● Your goal
Copy out each line featuring the string "opacity" from the entries beneath.
━━━━━━━━━━━━━━━━━━━━━━━━━━━━━━
PR #1087, opened 2025-05-30
[babel-plugin] Avoid putting certain @-rules in @layer

### LINKED ISSUE #1071: [babel-plugin] CSS `@layer` code containing `@property`
### Describe the issue

See https://github.com/facebook/react-strict-dom/pull/308#discussion_r2097011056

Although this appears to be valid CSS, it causes a warning in Expo and may be tripping up some CSS validators. If we don't need the `@property` code in a layer, it might be a good idea to avoid that for now.

```
| Warning: Unknown at rule: @property (src/app/stylex.css:16:10):
|   14 |
|   15 |  @layer priority1{
| > 16 | @property --backgroundColor { syntax: "*"; inherits: false;}
|      |          ^
|   17 | @property --opacity { syntax: "*"; inherits: false;}
|   18 | @property --transform { syntax: "*"; inherits: false;}
|   19 | :root, .xxw3bu5{--primary100-x1ud21w4:black;--primary200-x19lv8z8:white;}
| Warning: Unknown at rule: @property (src/app/stylex.css:17:10):
|   15 |  @layer priority1{
|   16 | @property --backgroundColor { syntax: "*"; inherits: false;}
| > 17 | @property --opacity { syntax: "*"; inherits: false;}
```

### Expected behavior

Compatibility with Expo would be improved if `@property` declarations were not nested inside `@layer`

### Steps to reproduce

See above

### Test case

_No response_

### Additional comments

_No response_

necolas:
Not all CSS validators understand @property, @keyframes, @position-try inside @layer.

Fix #1071


packages/@stylexjs/babel-plugin/__tests__/transform-stylex-defineVars-test.js
```diff
@@ -506,7 +506,7 @@ describe('@stylexjs/babel-plugin', () => {
                 "ltr": ":root, .xop34xu{--xwx8imx:red;}",
                 "rtl": null,
               },
-              0,
+              0.1,
```
mellyeliu, line 509: what does the 0.1 represent/come from?

necolas: There's code elsewhere that multiplies the "at rule priority" by 0.1 😂 And I changed the default at rule priority from 0 to 1, so we get 0.1 here.

mellyeliu: classic...

PR #1092, opened 2025-06-05
[babel-plugin] polyfill all nonstandard properties in 'legacy-expand-…

mellyeliu:
Adding some missing polyfills for some of the more obscure nonstandard properties we use internally. Previously these would get translated to LTR/RTL, but we need to add mappings to standard logical properties. 

- borderStart
- start, end -> insetInlineStart, insetInlineEnd
- float: start, end -> float: inline-start, inline-end
- borderTopStartRadius -> borderStartStartRadius

Synced with the flag turned on and off internally, all screenshot tests passing. Added some tests to to document the expected behaviour. These tests are a bit verbose and the structure hard to navigate, and I'm hoping we can clean them up and reorganize them soon after we ship logical styles.
- `transform-legacy-polyfills-test` contains tests for all nonstandard properties
   - added both variants of `legacy-expand-shorthands`
- `stylex-transform-legacy-shorthands-test.js` contains all expanded shorthands
   - added `enableLogicalStylesPolyfill: false` tests

### DIFF
--- a/packages/@stylexjs/babel-plugin/__tests__/legacy/stylex-transform-legacy-shorthands-test.js
+++ b/packages/@stylexjs/babel-plugin/__tests__/legacy/stylex-transform-legacy-shorthands-test.js
@@ -28,7 +28,7 @@ function transform(source, opts = {}) {
         {
           runtimeInjection: true,
           styleResolution: 'legacy-expand-shorthands',
-          enableLogicalStylesPolyfill: true,
+          enableLogicalStylesPolyfill: opts.enableLogicalStylesPolyfill ?? true,
           ...opts,
         },
       ],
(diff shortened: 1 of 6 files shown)


packages/@stylexjs/babel-plugin/__tests__/legacy/stylex-transform-legacy-shorthands-test.js
```diff
@@ -462,3 +462,475 @@ describe('Legacy-shorthand-expansion resolution', () => {
     });
   });
 });
+
+describe('legacy-shorthand-expansion resolution (enableLogicalStylesPolyfill: false)', () => {
+  describe('while using RN non-standard shorthands', () => {
```
necolas: `margin` and `padding` aren't RN non-standard shorthands

packages/@stylexjs/babel-plugin/__tests__/legacy/stylex-transform-legacy-shorthands-test.js
```diff
@@ -462,3 +462,475 @@ describe('Legacy-shorthand-expansion resolution', () => {
...
+
+    test('padding: with longhand property collisions', () => {
+      expect(
+        transform(
+          `
+          import stylex from 'stylex';
+          const styles = stylex.create({
+            foo: {
+              padding: 5,
+              paddingEnd: 10,
```
necolas, line 476: We didn't already codemod these away? Is there a reason to do this rather than finish the code migration first?

packages/@stylexjs/babel-plugin/__tests__/legacy/stylex-transform-legacy-shorthands-test.js
```diff
@@ -462,3 +462,475 @@ describe('Legacy-shorthand-expansion resolution', () => {
...
+          export const styles = stylex.create({
+            foo: {
+              paddingInline: 5
+            }
+          });
+          stylex(styles.foo);
+        `,
+          { enableLogicalStylesPolyfill: false },
+        ),
+      ).toMatchInlineSnapshot(`
```
necolas: Tests like this don't see to be in the right place, if this file is for testing "legacy shorthands"

necolas (approved):
Stamping to unblock. This will be faster than blocking on codemodding. And all these tests for legacy features will get deleted eventually

mellyeliu:
Most of the common rules `margin/padding/border` are codemodded, but there are a few dozen stragglers from autogen code or from folders where the lint rule is not enabled. `valid-styles` also never had autofixes for the less common nonstandard properties, only `margin/padding/border` properties. Opened a PR to add autofixes for the remaining properties: https://github.com/facebook/stylex/pull/1093

Issue #1070, opened 2025-05-20
TypeScript error while using `stylex.create` after 0.13.0 update - the inferred type cannot be named without a reference


pawelblaszczyk5:
### Describe the issue

Hello 👋
It seems to be somewhat similar to https://github.com/facebook/stylex/issues/857 - in 0.13.0 entry point with StyleXTypes were removed. When using `stylex.create` I'm getting type errors because TypeScript can't generated type without having access to e.g. `StyleXClassNameFor` (in my tests re-exporting it from package fixed this particular error but I'm unsure whether there're some more cases where it'd fail.

If I use any `stylex.create` and TS is configured to generate types for given package it errors:

![Image](https://github.com/user-attachments/assets/ca0d3144-ca26-4be5-9368-dbd159150bc2)

![Image](https://github.com/user-attachments/assets/ad35ea4c-96ab-4c4e-816e-c03b9620eebc)

### Expected behavior

Project can be properly typechecked via tsc when declaration generation is enabled and `stylex.create` results are exported

### Steps to reproduce

1. Install StyleX
2. Enable declaration generating in your tsconfig by setting declaration to true
3. Try to create any styles with stylex and export them 
4. Observe error in IDE/tsc failing

I've created small reproduction: https://github.com/pawelblaszczyk5/stylex-incorrect-types-repro

### Test case

```tsx
export const example = stylex.create({
  test: {
    textAlign: "center",
  },
});

```

and TypeScript with `declaration` option enabled

### Additional comments

As mentioned - it seems like the whole entry point with types got removed from `package.json` - it seems like some of these types are needed for TS so it can properly build project. In my case I'm using monorepo and having shared styles in a package which is built and I need `d.ts` files for it

necolas:
The types are all in the package and the export map points to them. Have a look through the published code and let me know if you can tell why you're getting that error now - https://www.npmjs.com/package/@stylexjs/stylex/v/0.13.0?activeTab=code

pawelblaszczyk5:
> The types are all in the package and the export map points to them. Have a look through the published code and let me know if you can tell why you're getting that error now - https://www.npmjs.com/package/@stylexjs/stylex/v/0.13.0?activeTab=code

[...]

PR #1095, opened 2025-06-10
fix: export additional types to enable TypeScript declaration builds

pawelblaszczyk5:

It was discussed a bit here: https://github.com/facebook/stylex/issues/1070

For generating declarations by TypeScript all types that would be needed by the output needs to be exported so it can properly reference them in `d.ts` file. It's really important to works correctly for e.g. in monorepo scenarios where part of your code can live in a separate package. 

These two types are used by the output of `styles.create` calls - you can observe this by hovering styles created with this function call. Example:

image

(this is slightly modified fragment of code inside of repository `examples/example-nextjs/typetests/theming`)

Hence TypeScript couldn't generate the same type as in hover in `d.ts` file - because these types aren't exported from the latest release. 

Before changes (NOTE: I had to enable `declaration` in tsconfig of this example to observe this error):

image

After changes:

image

(no error 😃)

## Linked PR/Issues

Fixes https://github.com/facebook/stylex/issues/1070

## Additional Context

In theory I see that there's a `example-nextjs` with directory named `typesets` but I see them being already broken (importing from the removed `lib/StyleXTypes` entry point. And not being verified anywhere. If you'd like me to create examples for cases which this change fixes inside of repo just let me know where I can place them. Thanks a lot in advance!

## Pre-flight checklist


pawelblaszczyk5:
Hello 👋 
Rebased the branch so it's up to date with the main. Is there anything I can do to move this PR forward? 

Thanks in advance!

pawelblaszczyk5:
It seems like the CI fail is completely unrelated to the changes? 🤔 Any ideas what's happening here?

PR #2430, opened 2021-02-15
TPF survey - remove

andrewsolomon:
@oalders @haarg Thanks for having the survey here - it can now be removed.


oalders (approved):
Thanks @andrewsolomon!

Issue #2431, opened 2021-02-18
Explain in the FAQ what "Take me over?" means and how to get rid of it


szabgab:
When someone visits a CPAN module that is marked by ADOPTME or HANDOFF or NEEDHELP  they will see a banner with the tittle "Take me over?".

As a person who does not know much about Perl and CPAN I'd probably want to see some explanation what does that mean.

As a person who has experience in Perl and is interested to take over the distribution, but is not experienced in the working in PAUSE I might need a lot more explanation than the link to emails.

As a person who has just adopted a module I'd like to know how to remove that banner.

It would be nice to add an  explanation of  ADOPTME,  HANDOFF, and NEEDHELP  to the FAQ and link to it from the banner.

See also #1643

bigpresh:
Looks good, this should help clarify it.  I also think maybe the notification banner on the module page should have a brief explanation (possibly just as a little "i" info icon that links to it, so it doesn't get too wordy) - possibly just linking to the new content in the FAQ here.

oalders:
Closed via #2432

PR #2432, opened 2021-02-18
Add FAQ entry to explain module adoptions #2431

szabgab:


root/about/faq.html
```diff
@@ -151,6 +151,42 @@
...
+
+### How to become the maintainer or co-maintainer of a CPAN distribution?
+
+* TBD.
+
+### How to mark a distribution that is up for adoption?
+
+If you are the maintainer of the distribution you can follow these steps:
+
+* Visit <a href="https://pause.perl.org/">PAUSE</a>.
```
haarg, line 171: Probably better to use markdown linking here.
```
* Visit [PAUSE](https://pause.perl.org/).
```

root/about/faq.html
```diff
@@ -151,6 +151,42 @@
...
+* Check the box next to the name of the distribution.
+* Type in HANDOFF as userid.
+* Click on "Make Co-Maintainer"
+* TBD: How long till the change shows up on MetaCPAN?
+
+### How to remove the "adopt me" banner from the module?
+
+Remove the author ADOPTME, HANDOFF, or NEEDHELP from the project.
+
+* Visit <a href="https://pause.perl.org/">PAUSE</a>.
```
haarg, line 183: Same as above.

root/about/faq.html
```diff
@@ -151,6 +151,42 @@
...
+### What does the "Take me over?", "Why not adopt me?", "Looking for help!" mean?
+
+CPAN Distributions can be marked by their authors, or by the CPAN admins, in case the author is not
+available to be "up for adoption". This can be done by adding either one of the following PAUSE accounts
+as co-maintainers: ADOPTME, HANDOFF, or NEEDHELP.
+
+
+### How to become the maintainer or co-maintainer of a CPAN distribution?
+
+* TBD.
```
oalders, line 165: This section could include a link to https://neilb.org/adoption/

oalders:
@neilb do you have any blog posts that would be relevant to link to here?

root/about/faq.html
```diff
@@ -151,6 +151,42 @@
...
+
+If you are the maintainer of the distribution you can follow these steps:
+
+* Visit <a href="https://pause.perl.org/">PAUSE</a>.
+* Click on "Add Comaintainers"
+* Filter for the name of the distribution.
+* Check the box next to the name of the distribution.
+* Type in HANDOFF as userid.
+* Click on "Make Co-Maintainer"
+* TBD: How long till the change shows up on MetaCPAN?
```
oalders, line 179: This runs on an hourly cron.

root/about/faq.html
```diff
@@ -151,6 +151,42 @@
...
+### How to remove the "adopt me" banner from the module?
+
+Remove the author ADOPTME, HANDOFF, or NEEDHELP from the project.
+
+* Visit <a href="https://pause.perl.org/">PAUSE</a>.
+* Click on "Remove Comaintainers".
+* Filter for the name of the distribution.
+* Check which one of the above 3 are listed.
+* Select them and click on "Remove".
+* TBD: How long till the change shows up on MetaCPAN?
```
oalders, line 190: This runs on an hourly cron.

root/about/faq.html
oalders: I think the "TBD" is the only thing left to clarify here.

szabgab: Is there a blog post explaining I could link to?

oalders: How about http://neilb.org/2013/07/24/adopt-a-module.html ?

neilb:
Could also link to http://neilb.org/2014/01/31/adoption-request.html which is a template mail message if you want to email someone asking to adopt their module, but the wording of the template suggests a bunch of things you should have done before you're emailing someone asking to take over their dist.

oalders (approved):
Thanks for this @szabgab! Let's go live with it and see what feedback we get.

szabgab:
Thank you. When is this expected to be deployed?

oalders:
This will have already been deployed. Deployments happen every 30 or 60 minutes. (Can't remember which).

You can purge the cache for any individual page via 

```
curl -XPURGE https://metacpan.org/path/to/page
```

If you can't see your changes immediately after a purge, please let me know.

szabgab:
Thanks. That worked and I can see the new content, but I don't understand why do we need to do this manually?

oalders:
The caching is done via Fastly and our deployments are not sophisticated enough to pick up all the correct URLs to purge on arbitrary code merges. We do catch some cases, but not all of them. They'll eventually expire, so it's generally not a huge issue, but we occasionally purge some URLs manually or just purge everything.

PR #2434, opened 2021-02-20
rt not closing banner on home page

szabgab:


oalders (approved):
Thanks @szabgab!

MartinMcGrath:
Would it make more sense for this to use the `alert-info` class rather than alert-`danger`?

szabgab:
Either way IMHO it should be removed within a few days, maybe a week.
━━━━━━━━━━━━━━━━━━━━━━━━━━━━━━
● The completed task
|   17 | @property --opacity { syntax: "*"; inherits: false;}
| > 17 | @property --opacity { syntax: "*"; inherits: false;}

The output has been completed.